[Opening Information section]
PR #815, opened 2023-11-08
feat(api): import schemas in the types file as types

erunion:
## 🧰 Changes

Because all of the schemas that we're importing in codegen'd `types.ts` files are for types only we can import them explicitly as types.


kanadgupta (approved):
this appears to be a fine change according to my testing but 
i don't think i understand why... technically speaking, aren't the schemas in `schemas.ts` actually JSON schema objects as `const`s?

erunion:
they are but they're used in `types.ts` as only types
[Closing Information section]
[Opening Information section]
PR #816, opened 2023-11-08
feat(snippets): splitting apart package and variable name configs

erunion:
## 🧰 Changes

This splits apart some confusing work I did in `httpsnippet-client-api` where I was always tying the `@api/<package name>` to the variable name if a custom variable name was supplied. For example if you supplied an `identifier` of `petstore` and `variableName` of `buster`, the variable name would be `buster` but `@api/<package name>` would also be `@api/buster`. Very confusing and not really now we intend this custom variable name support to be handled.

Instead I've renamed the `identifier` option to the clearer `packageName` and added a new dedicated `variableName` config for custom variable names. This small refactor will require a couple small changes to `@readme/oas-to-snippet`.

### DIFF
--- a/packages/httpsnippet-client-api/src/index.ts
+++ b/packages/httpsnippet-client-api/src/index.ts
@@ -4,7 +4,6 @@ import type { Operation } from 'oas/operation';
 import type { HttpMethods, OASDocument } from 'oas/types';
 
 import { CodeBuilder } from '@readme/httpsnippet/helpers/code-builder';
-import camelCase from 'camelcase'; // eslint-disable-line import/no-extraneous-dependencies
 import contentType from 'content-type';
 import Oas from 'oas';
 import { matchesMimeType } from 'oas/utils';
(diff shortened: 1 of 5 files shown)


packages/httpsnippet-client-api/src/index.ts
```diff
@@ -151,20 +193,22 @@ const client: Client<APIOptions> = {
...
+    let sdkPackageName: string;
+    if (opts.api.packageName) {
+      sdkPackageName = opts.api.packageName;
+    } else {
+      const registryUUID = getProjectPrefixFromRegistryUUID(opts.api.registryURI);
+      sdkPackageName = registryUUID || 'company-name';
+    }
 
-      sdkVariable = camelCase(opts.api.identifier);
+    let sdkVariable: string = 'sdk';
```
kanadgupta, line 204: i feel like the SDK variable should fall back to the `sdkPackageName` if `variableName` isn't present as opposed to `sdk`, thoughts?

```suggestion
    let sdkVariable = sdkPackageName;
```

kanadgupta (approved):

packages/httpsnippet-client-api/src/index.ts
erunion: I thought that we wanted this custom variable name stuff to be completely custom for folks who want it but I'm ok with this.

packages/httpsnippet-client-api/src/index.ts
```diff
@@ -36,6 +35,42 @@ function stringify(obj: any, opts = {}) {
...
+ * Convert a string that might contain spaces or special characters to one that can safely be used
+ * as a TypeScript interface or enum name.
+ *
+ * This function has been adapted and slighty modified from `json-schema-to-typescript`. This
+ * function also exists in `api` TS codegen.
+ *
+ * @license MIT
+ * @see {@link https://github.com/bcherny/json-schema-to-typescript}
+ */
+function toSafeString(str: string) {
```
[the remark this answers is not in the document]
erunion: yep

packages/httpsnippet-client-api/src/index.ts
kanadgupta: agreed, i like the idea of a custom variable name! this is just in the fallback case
[Closing Information section]
→ Task details
Starting with the line that holds "PR #815, opened 2023-11-08" and ending with the line that holds "they are but", retype every line in the data above exactly, and nothing else.

→ Task solution
PR #815, opened 2023-11-08
feat(api): import schemas in the types file as types

erunion:
## 🧰 Changes

Because all of the schemas that we're importing in codegen'd `types.ts` files are for types only we can import them explicitly as types.


kanadgupta (approved):
this appears to be a fine change according to my testing but 
i don't think i understand why... technically speaking, aren't the schemas in `schemas.ts` actually JSON schema objects as `const`s?

erunion:
they are but they're used in `types.ts` as only types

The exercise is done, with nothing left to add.